Ils sont peu, ceux qui peuvent se targuer d’avoir enregistré avec le légendaire Madlib. Sur cette liste figure Freddie Gibbs. Pourtant à l’origine, rien n’aurait pu présager que celui qui a émergé de l’underground il y a quelques années puisse collaborer avec le mythique producteur californien. Mais impossible n’est pas Freddie Gibbs. C’est quand on jette un œil sur son parcours et que l’on réalise d’où il vient que cette phrase résonne réellement. Retour sur la carrière de celui qui est passé du statut de petit gangster de l’Indiana à l’un des rappeurs indépendants les plus respectés.

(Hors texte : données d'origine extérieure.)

PR #3597, opened 2023-05-24
[F] Support asset management

1aurend:


api/app/uploaders/concerns/shared_uploader.rb
```diff
@@ -10,8 +10,10 @@ module SharedUploader
     host: MANIFOLD_CONFIG.api_url&.sub(%r{/\z}, "") || ""
   }.freeze
 
-  BETTER_MARCEL = ->(io, *_) do
-    Marcel::MimeType.for(io, name: io.path, extension: File.extname(io))
+  BETTER_MARCEL = ->(io, analyzers) do
+    return Marcel::MimeType.for(io, name: io.path, extension: File.extname(io)) if io.respond_to? :path
+
+    analyzers[:marcel].call(io)
   end
```
1aurend, line 17: Change that needs a deeper look @zdavis

client/src/backend/components/authoring/AddEditAssetForm/index.js
```diff
@@ -0,0 +1,134 @@
...
+        label={t("texts.assets.upload_label")}
+        instructions={t("texts.assets.upload_instructions")}
+      >
+        <Form.Upload
+          fileNameFrom="attributes[attachmentData][metadata][filename]"
+          value={
+            asset
+              ? `http://manifold.lvh/system/${asset?.attributes?.attachmentData.id}`
+              : undefined
+          }
```
1aurend, line 116: Fix this, but also, why didn't/couldn't I use the api proxy here?

zdavis:
@scryptmouse please review the ruby parts of this when you get a chance.

api/app/uploaders/concerns/shared_uploader.rb
scryptmouse: Is this basically because some things might get uploaded that don't have a `#path` method, and so we need to defer to the default marcel analyzer for those?

Regardless, rather than using a guard clause here, I'd just use a standard if/else block. It's easier to understand.

```ruby
if io.respond_to?(:path)
  Marcel::MimeType.for(io, name: io.path, extension: File.extname(io))
else
  analyzers[:marcel].call(io)
end
```

scryptmouse (changes requested):
The controller stuff looks fine to me, just that one Q and slight rewrite for the proc.

api/app/uploaders/concerns/shared_uploader.rb
1aurend: I'm using the updaters to get the file data for the IngestionSource. The type of data object that gets created via this method is different, I think, than what gets created when a source file is read during ingestion, and so doesn't have the `path` method. Everything I uploaded via the api lacked the path method, as far as I could.

```
module Updaters
  # Updates an IngestionSource model from JSON-API style params
  class IngestionSource
    include ::Updaters

    def attachment_fields
      [:attachment]
    end

  end
end
```

1aurend: But then because of the model it uses `IngestionSourceUploader` rather than `AttachementUploader`. Is this a problem?

scryptmouse: No, that's fine. If it doesn't have path, it doesn't have path. I'd just restructure the proc to use the above if/else construct then so it's more clear that it's branching on `respond_to?(:path)`

scryptmouse (approved):

PR #1832, opened 2022-05-23
Added Pentax K-3 Mark III

HamburgerJungeJr:
Added the configuration for the Pentax K-3 Mark III launched in 2021. 

Details: https://www.ricoh-imaging.eu/de_de/pentax-k-3-mark-iii

I calculated the cropfactor by using the sensor dimensions from the datasheet `(√(24^2+36^2))÷(√(23,3^2+15,5^2))=1,546`

The naming was taken from the EXIF-Data of an image.

### DIFF
--- a/data/db/slr-pentax.xml
+++ b/data/db/slr-pentax.xml
@@ -275,7 +275,7 @@
         <maker>Ricoh Imaging Company, Ltd.</maker>
         <maker lang="en">Pentax</maker>
         <model>Pentax K-3 Mark III</model>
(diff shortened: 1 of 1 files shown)


sarunasb (changes requested):
I think it should be just `<model lang="en">K-3 III</model>`, for consistency among Pentax models in the database.

HamburgerJungeJr:
I just chaged the display name of the camera. 
I thought it should be the official name of the camera but consistency is also nice.

sarunasb (approved):

PR #1844, opened 2022-06-24
Updated slr-canon.xml, Canon EF 35-105mm f/3.5-4.5

PeterWem:
Canon EF 35-105mm f/3.5-4.5 updated


tuxfanx:
Unfortunately I can't check your PR because I don't have any raw images available. If you [upload some raw pics here](https://wilson.bronger.org/calibration) I could check and merge your PR.

PeterWem:
The correction files are 10-12GB. I will send you some sample files. This lens has no focus distance registered, but I created that manually for vignetting as you can see in the PR. The lens has major focus breathing and the vignetting is large at close focus.

PR #1855, opened 2022-07-11
Add distortion correction for TTArtisan APS-C 23mm F1.4.

stativ:
This is a fully manual lens with no EXIF data transmission.

I listed all mounts in which the lens is available, but I don't know whether it's correct given the crop factor differs among the mounts.

Also, I was not sure about the order in which the lenses should be added to misc.xml, so I added it after the last Venus Laowa lens as TTartisan is yet another Chinese brand.

### DIFF
--- a/data/db/misc.xml
+++ b/data/db/misc.xml
@@ -850,8 +850,7 @@
         <mount>Leica L</mount>
         <focal value="23"/>
         <aperture min="1.4" max="16"/>
-        <type>rectilinear</type>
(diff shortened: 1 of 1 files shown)


tuxfanx:
Checked with some raw pictures from the internet. [Uploading](https://wilson.bronger.org/calibration) a few test images makes it easier to check the calibration. 
The sequence of the entries is basically irrelevant. Most often, the data for new lenses will be added at the end of the file.

PR #1859, opened 2022-07-17
Fix out-of-bound memory write in `lf_mlstr_add`

### LINKED ISSUE #1858: Segfault when loading a lens with a duplicate model field
While doing some testing for https://github.com/lensfun/lensfun/issues/1846, I encountered a segfault in lensfun (ran through darktable). The segfault was triggered when I mistakenly added a duplicate `<model>` field to a lens, like so:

Le lent mais irrémédiable déclin que l’industrie américaine connaît depuis les années 70 a violemment impacté la « Manufacturing Belt », cette zone qui s’étend du Wisconsin à l’Etat de New York en passant entre autre par l’Illinois ou le Michigan et qui s’était érigée depuis le début du siècle passé en fleuron industriel du pays. L’exemple qui revient le plus régulièrement pour illustrer la chute de celle qui est depuis devenue depuis la « Rust Belt » (ceinture de la rouille en anglais) est celui de Détroit. La capitale du Michigan, berceau des Pistons, de GMC et de la Motown, est une des villes les plus durement frappées par la récession économique et sa chute soudaine l’a érigé en symbole de la brutalité de la crise que connaissent de nombreuses agglomérations américaines.
Parmi elles, il en existe une qui a elle aussi subi de plein fouet la débâcle du secteur industriel US. Située à environ 350 kilomètres de Motor City, en pleine banlieue de l’agglomération chicagoane, Gary est la deuxième ville qui a perdu le plus d’habitants dans la zone depuis 2000, juste derrière Détroit.
Fondée en 1906 par la Corporation américaine de l’acier, Gary connaît son apogée dans les années 50, où environ 200 000 personnes habitent dans la florissante ville de l’Indiana. Mais alors que l’industrie de l’acier entame son déclin, Gary connaît d’importantes transformations démographiques : sa population chute de plus de 55% entre 1960 et 2014, tandis qu’elle est touchée par le phénomène du « white flight », à savoir le départ des classes moyennes blanches vers d’autres agglomérations. Avec une population majoritairement pauvre (22% des familles vivant sous le seuil de pauvreté) et sans perspective, et des équipements publics qui tombent en désuétude faute de financement, la ville sombre irrémédiablement et elle vient s’ajouter à la grandissante catégorie des « villes fantômes » américaines. De la bouche même de Gibbs, Gary est « désolée, dévastée, comme une zone de guerre. C’est un véritable mini-Détroit ! ».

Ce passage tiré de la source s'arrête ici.